**The task:** Each record that follows must be reproduced exactly.

[Saved data entries]
►

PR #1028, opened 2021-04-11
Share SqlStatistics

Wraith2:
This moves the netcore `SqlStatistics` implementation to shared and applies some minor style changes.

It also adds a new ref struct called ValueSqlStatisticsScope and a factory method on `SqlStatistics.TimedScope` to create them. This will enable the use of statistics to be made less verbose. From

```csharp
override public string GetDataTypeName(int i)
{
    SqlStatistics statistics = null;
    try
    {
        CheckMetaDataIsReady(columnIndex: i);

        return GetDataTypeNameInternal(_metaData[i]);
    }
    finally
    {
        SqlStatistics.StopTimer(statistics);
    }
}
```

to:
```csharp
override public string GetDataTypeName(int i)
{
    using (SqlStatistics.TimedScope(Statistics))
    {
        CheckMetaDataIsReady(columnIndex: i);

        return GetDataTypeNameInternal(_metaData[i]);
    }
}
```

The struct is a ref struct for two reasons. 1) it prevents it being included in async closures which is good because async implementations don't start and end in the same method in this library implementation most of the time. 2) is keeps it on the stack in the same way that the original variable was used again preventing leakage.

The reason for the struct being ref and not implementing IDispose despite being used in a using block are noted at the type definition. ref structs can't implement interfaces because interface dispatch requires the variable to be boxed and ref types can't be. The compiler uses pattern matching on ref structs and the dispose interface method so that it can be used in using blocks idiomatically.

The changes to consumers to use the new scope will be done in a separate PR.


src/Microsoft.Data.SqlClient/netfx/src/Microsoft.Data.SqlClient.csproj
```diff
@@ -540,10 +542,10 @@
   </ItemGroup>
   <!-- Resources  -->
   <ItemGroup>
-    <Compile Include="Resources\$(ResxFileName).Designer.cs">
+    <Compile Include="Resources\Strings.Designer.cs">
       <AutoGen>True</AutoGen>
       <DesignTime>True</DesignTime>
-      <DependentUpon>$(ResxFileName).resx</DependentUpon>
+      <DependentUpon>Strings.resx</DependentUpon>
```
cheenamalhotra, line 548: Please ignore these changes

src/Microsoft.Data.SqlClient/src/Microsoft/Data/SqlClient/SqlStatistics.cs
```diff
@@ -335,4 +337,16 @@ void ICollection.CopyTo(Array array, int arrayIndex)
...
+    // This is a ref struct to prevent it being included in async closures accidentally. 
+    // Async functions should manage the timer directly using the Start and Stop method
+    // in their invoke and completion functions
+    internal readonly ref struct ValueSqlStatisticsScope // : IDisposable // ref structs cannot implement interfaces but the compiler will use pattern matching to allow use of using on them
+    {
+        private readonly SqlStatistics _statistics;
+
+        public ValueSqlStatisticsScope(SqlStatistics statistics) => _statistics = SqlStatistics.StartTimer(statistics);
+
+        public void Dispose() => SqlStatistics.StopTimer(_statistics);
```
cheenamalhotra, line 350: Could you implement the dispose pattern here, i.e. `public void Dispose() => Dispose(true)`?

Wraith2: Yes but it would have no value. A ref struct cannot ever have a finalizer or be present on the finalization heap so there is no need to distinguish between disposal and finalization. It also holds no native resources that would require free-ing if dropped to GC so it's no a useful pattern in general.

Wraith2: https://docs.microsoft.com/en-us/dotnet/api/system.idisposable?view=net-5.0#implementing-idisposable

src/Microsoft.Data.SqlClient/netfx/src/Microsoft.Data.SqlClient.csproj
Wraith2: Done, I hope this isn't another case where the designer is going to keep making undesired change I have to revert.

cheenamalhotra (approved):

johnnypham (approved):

◄

**Solution for this exercise:**
PR #1028, opened 2021-04-11
Share SqlStatistics

Wraith2:
This moves the netcore `SqlStatistics` implementation to shared and applies some minor style changes.

It also adds a new ref struct called ValueSqlStatisticsScope and a factory method on `SqlStatistics.TimedScope` to create them. This will enable the use of statistics to be made less verbose. From

```csharp
override public string GetDataTypeName(int i)
{
    SqlStatistics statistics = null;
    try
    {
        CheckMetaDataIsReady(columnIndex: i);

        return GetDataTypeNameInternal(_metaData[i]);
    }
    finally
    {
        SqlStatistics.StopTimer(statistics);
    }
}
```

to:
```csharp
override public string GetDataTypeName(int i)
{
    using (SqlStatistics.TimedScope(Statistics))
    {
        CheckMetaDataIsReady(columnIndex: i);

        return GetDataTypeNameInternal(_metaData[i]);
    }
}
```

The struct is a ref struct for two reasons. 1) it prevents it being included in async closures which is good because async implementations don't start and end in the same method in this library implementation most of the time. 2) is keeps it on the stack in the same way that the original variable was used again preventing leakage.

The reason for the struct being ref and not implementing IDispose despite being used in a using block are noted at the type definition. ref structs can't implement interfaces because interface dispatch requires the variable to be boxed and ref types can't be. The compiler uses pattern matching on ref structs and the dispose interface method so that it can be used in using blocks idiomatically.

The changes to consumers to use the new scope will be done in a separate PR.


src/Microsoft.Data.SqlClient/netfx/src/Microsoft.Data.SqlClient.csproj
```diff
@@ -540,10 +542,10 @@
   </ItemGroup>
   <!-- Resources  -->
   <ItemGroup>
-    <Compile Include="Resources\$(ResxFileName).Designer.cs">
+    <Compile Include="Resources\Strings.Designer.cs">
       <AutoGen>True</AutoGen>
       <DesignTime>True</DesignTime>
-      <DependentUpon>$(ResxFileName).resx</DependentUpon>
+      <DependentUpon>Strings.resx</DependentUpon>
```
cheenamalhotra, line 548: Please ignore these changes

src/Microsoft.Data.SqlClient/src/Microsoft/Data/SqlClient/SqlStatistics.cs
```diff
@@ -335,4 +337,16 @@ void ICollection.CopyTo(Array array, int arrayIndex)
...
+    // This is a ref struct to prevent it being included in async closures accidentally. 
+    // Async functions should manage the timer directly using the Start and Stop method
+    // in their invoke and completion functions
+    internal readonly ref struct ValueSqlStatisticsScope // : IDisposable // ref structs cannot implement interfaces but the compiler will use pattern matching to allow use of using on them
+    {
+        private readonly SqlStatistics _statistics;
+
+        public ValueSqlStatisticsScope(SqlStatistics statistics) => _statistics = SqlStatistics.StartTimer(statistics);
+
+        public void Dispose() => SqlStatistics.StopTimer(_statistics);
```
cheenamalhotra, line 350: Could you implement the dispose pattern here, i.e. `public void Dispose() => Dispose(true)`?

Wraith2: Yes but it would have no value. A ref struct cannot ever have a finalizer or be present on the finalization heap so there is no need to distinguish between disposal and finalization. It also holds no native resources that would require free-ing if dropped to GC so it's no a useful pattern in general.

Wraith2: https://docs.microsoft.com/en-us/dotnet/api/system.idisposable?view=net-5.0#implementing-idisposable

src/Microsoft.Data.SqlClient/netfx/src/Microsoft.Data.SqlClient.csproj
Wraith2: Done, I hope this isn't another case where the designer is going to keep making undesired change I have to revert.

cheenamalhotra (approved):

johnnypham (approved):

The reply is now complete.